By Tom Stephenson and Scott Whitttle

Princeton University Press, 2013


In-depth review


An entirely new approach to identifying the wood warblers. Authors Stephenson and Whittle work on the assumption that most of the time we’re trying to identify difficult warblers based on fleeting, partial views or on auditory information. The book uses “quick finders” to facilitate an initial guess about an unknown bird. Species entries are illustrated with numerous photographs at all angles. These main entries are surrounded by data for species most likely to be correct if the user’s initial hypothesis is incorrect. The book makes heavy use of sonograms as well, also arranged so that similar species information surrounds the information in each main entry.

  1. Rare Birds of North America

By Steve N. G. Howell, Ian Lewington, Will Russell (illus.)

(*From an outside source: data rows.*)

PR #854, opened 2024-09-12
BED-4388: Properly handle paths passed to OrphanFileSweeper

computator:
## Description

This updates the OrphanFileSweeper to properly preserve intended files when cleaning up ingest files. Previously it did not handle being passed filenames with a path, but would only work for plain filenames. Now it will properly compare filenames with a path to see if they should be preserved.

## Motivation and Context

This PR addresses: BED-4388

If the API was restarted during ingest, multiple valid but not yet processed ingest files would be deleted. This would cause file not found errors when attempting to process those files, as well as requiring another collection to reacquire the deleted ingest data.

## How Has This Been Tested?

I ran AzureHound locally and triggered an on-demand collection. I then monitored the ingest directory during the collection process and restarted the API while there were multiple files yet to be processed. I verified that upon API restart most of the files were preserved, and that there were no missing file errors in the API logs.

## Types of changes

## Checklist:

  - Assigned myself to this PR
  - Open API docs

### DIFF
--- a/cmd/api/src/daemons/datapipe/cleanup.go
+++ b/cmd/api/src/daemons/datapipe/cleanup.go
@@ -22,6 +22,7 @@ import (
 	"context"
 	"os"
 	"path/filepath"
+	"strings"
 	"sync"
 
 	"github.com/specterops/bloodhound/log"
@@ -61,7 +62,7 @@ func NewOrphanFileSweeper(fileOps FileOperations, tempDirectoryRootPath string) 
 	return &OrphanFileSweeper{
 		lock:                  &sync.Mutex{},
 		fileOps:               fileOps,
-		tempDirectoryRootPath: tempDirectoryRootPath,
+		tempDirectoryRootPath: strings.TrimSuffix(tempDirectoryRootPath, string(filepath.Separator)),
 	}
 }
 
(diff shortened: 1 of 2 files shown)


ddlees (approved):

cmd/api/src/daemons/datapipe/cleanup.go
```diff
@@ -78,15 +79,27 @@ func (s *OrphanFileSweeper) Clear(ctx context.Context, expectedFileNames []strin
 	// Release the lock once finished
 	defer s.lock.Unlock()
 
+	log.Infof("Running OrphanFileSweeper for path %s", s.tempDirectoryRootPath)
```
mistahj67, line 82: Should this be info or debug?

ddlees: I think info is appropriate since were announcing the removal of data at a given path.

computator: I was debating on that as well but ended up choosing info since it would go along with the "x orphan files removed" message that is also info

mistahj67: I saw the lower one and was thinking it would be sufficient. But if this is gated to just on actual removal, that makes sense to me as well!

computator: It's not gated to removal, it runs every time. It's more just a "start of process" + location message, and the other one is the corresponding end of process message.

PR #869, opened 2024-09-17
Revert "BED-4776: Add .github/CODEOWNERS"

irshadaj:
Reverts SpecterOps/BloodHound#839

Reverting this since it is creating unwanted noise in emails by subscribing the entire team to every PR opened.


mistahj67:
General comment but I recall that @elikmiller had to adjust some things at the repository level when this change was implemented, did you or someone with the correct permissions also revert those changes as well outside of this change 🤔

zinic (approved):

Princeton University Press, 2014


In-depth review


A comprehensive guide to vagrants that have been recorded in North America through 2011 (and into 2012 in a few instances). Beautifully illustrated with 275 color plates. Covers 262 species not normally at home in North America--birds that have strayed here from Eurasia, the New World tropics, and the oceans of the world. There is much useful discussion of why vagrants end up where they do, with a focus on migration patterns and how normal bird movements relate to records of vagrancy in North America. Detailed species accounts emphasize field identification.   

  1. The Passenger Pigeon

By Eroll Fuller

Princeton University Press, 2015


In-depth review


A memorial of sorts to the existence of Ectopistes migratoria, the Passenger Pigeon, published more or less on the 100th anniversary of that bird’s extinction. Not a scholarly treatise. The author calls his book rather a celebration of the bird's existence and a reminder of the fragility of the natural world. Beautifully illustrated, and including an especially attractive section on the Passenger Pigeon in art and books, The Passenger Pigeon serves that purpose well.